In short, everything began to change as I learned to dig out the truths of life and the nature of humanity and myself. In other words: as I gained more wisdom. Removing depression did not occur in the snap of a finger but gradually over a few years time with persistent progress and occasional relapse. There is no single source and no single solution to resolve one’s racing mind of conflict or depressive worldview. There will be many things needing changed over time, and even now I still have plenty of other things to make progress in. Patience is still a huge one for me, but at least I am no longer depressed about it.

I now strongly believe that most mental illnesses which are not due to injury, birth, or age, are merely a series of improper connections and understandings about life that simply need rearranged. The more we can find and correct inconsistencies between thought and reality, the more we can attain sanity, peace of mind, and success in what we do. The first goal is to quiet our own minds. With a jumbled mind, we can hardly accomplish anything greater and we will likely sabotage what we do succeed in. The core of Mental Arts is learning how to deal with ourselves.

To discover my own improper connections, I found it quite helpful to stop and analyze what just happened whenever depression reared its ugly head. The very moment I felt a twinge of “I give up and want to die now,” I would ask myself what just happened that led to this feeling. I quickly found many patterns. I simply paid very close attention to my feelings and discovered what things would trigger me: rejection, inferiority, purposelessness, and failure to name a few. Once knowing those triggers and learning the truth regarding them, I could obtain a strong defense against their poisonous barbs.

So now, I share my learned wisdom for two main reasons. First, I hope that it benefits others like me who may have lost hope. I want others to know that there is not only a means of staving off the monsters in their mind, but to eradicate them for good. Some people will relate with my own misunderstandings about life and the lessons I’ve learned, while others will need to determine their own. Every person is unique, but hopefully my experience can help bring at least a little more composure to the many out there who struggle for sanity.

Second, I want to provide thoughtful and wise instruction which can be beneficial to all people no matter their current state of sanity. While one may not be depressed or anxious, it is quite possible they have yet to reach perfection. If you are not yet perfect, then this book will likely help move in a positive direction toward that goal post.

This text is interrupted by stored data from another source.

PR #883, opened 2017-08-28
Fix implementation of bsearch in GitlabCI#determine_merge_request_id

dvlprliu:
This is a very simple PR, just change the `==` operator to `>=` according to [ruby doc](https://ruby-doc.org/core-2.2.0/Array.html#method-i-bsearch)

### DIFF
--- a/lib/danger/ci_source/gitlab_ci.rb
+++ b/lib/danger/ci_source/gitlab_ci.rb
@@ -39,7 +39,7 @@ module Danger
 
       merge_requests = client.merge_requests(project_id, state: :opened)
       merge_request = merge_requests.auto_paginate.bsearch do |mr|
-        mr.sha == base_commit
+        mr.sha >= base_commit
       end
 
       merge_request.nil? ? 0 : merge_request.iid


dvlprliu:
@DangerCI Of course, would love to. 😃

orta:
👍 Alright - I've sent the invite, and this looks good to me

nikolaykasyanov:
I'm not sure this PR is the reason but Danger posts comments to the wrong Merge Request.

nikolaykasyanov:
I'm not even sure whether it's safe to use bsearch on this array. It's definitely sorted but not by `mr.sha`. Am I missing something?

sleekybadger:
@nikolaykasyanov @orta I'm pretty sure that this is a reason, cause `sha` and `base_commit` are string and in ruby:

```
'dcb' > 'abc'
 => true
'abc' >= 'dcb'
 => false
```
We are not sorting array here, this block returns first merge request, which has same sha as base commit

orta:
good debugging 👍

nikolaykasyanov:
What about replacing bsearch with stupid linear search? I can make a PR.

orta:
Seems fine to me, can't imagine it's a massive list to go through 👍

sleekybadger:
Not sure that this is necessary, cause commit sha is unique, so we can simply revert this pr

nikolaykasyanov:
@sleekybadger I'm still confused and probably missing something. Doesn't using `bsearch` on an array assumes that it's sorted by the key we use in bsearch's block?

sleekybadger:
@nikolaykasyanov yeah, you're right. We can use `Array.index` which is leaner.

```
merge_request = merge_requests.auto_paginate.index do |mr|
  mr.sha == base_commit
end
  
merge_request.nil? ? 0 : merge_request.iid
```

nikolaykasyanov:
@sleekybadger @orta thanks for discussion & making it quick!

PR #887, opened 2017-09-05
Stricter generated_by_danger? check

marcelofabri:
This was causing issues when one danger_id is a substring of another one.


orta:
Fails are legit

marcelofabri:
Will take a look later

PR #889, opened 2017-09-07
Add vsts plugin

petester42:
Adds all the helpful Dangerfile properties you know and love from other sources to VSTS. You can now specify `vsts` in your Danger file like so `warn "PR is classed as Work in Progress" if vsts.pr_title.include? "[WIP]"` 

VSTS does not handle adding html to comments so for now you can only use the `markdown_link` property to add links to files.


orta:
Great - yeah, this looks 👍 to me - good to go on 🍏

PR #880, opened 2017-08-23
Add `verify_ssl` argument to skip ssl verification

nikhilsh:
- Add tests for verify ssl
- Add no_proxy_fix gem to fix issue in Ruby 2.4.0/2.4.1

As discussed in https://github.com/danger/danger/issues/830

Done with the help of @winston

PR #890, opened 2017-09-07
Add support for toggling SSL Verification for Octokit

nikhilsh:
This is similar to #880, in that it allows toggling of Octokit's SSL Verification. In #880, only the `pr` command had an option to toggle SSL verification (e.g. `bundle exec danger pr --verify-ssl`). 

While that PR added the verification toggling for PR, danger (`bundle exec danger`) itself didn't have the option to toggle SSL Verification. After looking through `runner.rb` and how it passes arguments down to Octokit, I surmised that a clean way to allow toggling would be to simply read an environment variable (`DANGER_OCTOKIT_VERIFY_SSL`) that would be used by `Octokit` when starting up the Octokit client. 

This would prevent introducing a new argument in command line and having to pass that down several layers to get Octokit to use it from within `github.rb`. 

As should be expected, not having `DANGER_OCTOKIT_VERIFY_SSL` would leave SSL verification, as is the default behaviour.

### DIFF
--- a/CHANGELOG.md
+++ b/CHANGELOG.md
@@ -2,6 +2,10 @@
 
 * Add your own contributions to the next release on the line below this, please include your name too. Please don't set a new version if you are the first to make the section for `master`.
 
+## 5.4.1
+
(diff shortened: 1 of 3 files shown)


orta:
Yeah, this looks 👍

As I relay the things I now take for truth, understand that merely knowing them does not solve anything and living them is much harder said than done. There may not be an appropriate order of lessons learned and it will likely take time and a combination of many truths to help succeed in whatever your mental goal may be.

The greatest source of help in one’s search for wisdom and clarity is to know that failures are expected and are a simple part of the process. It means nothing about who or what you are. It does not define you. Just keep on learning and keep on trying as that is what truly defines you. If you are improving, you are doing it right. If you are not improving, you are finding the ways that do not work which you can now avoid and seek new ways. If it is working so well that you have reached the end and have cleared your mind of all incorrect thinking, I dare say your mind is now empty entirely.

You may wish to read this book quickly for an overall idea of insights but then revisit each idea individually to ponder, reflect, and practice over time. No doubt you will learn, understand, or remember new things each time you visit. Good luck!

Seek after wisdom and what you will find is your life.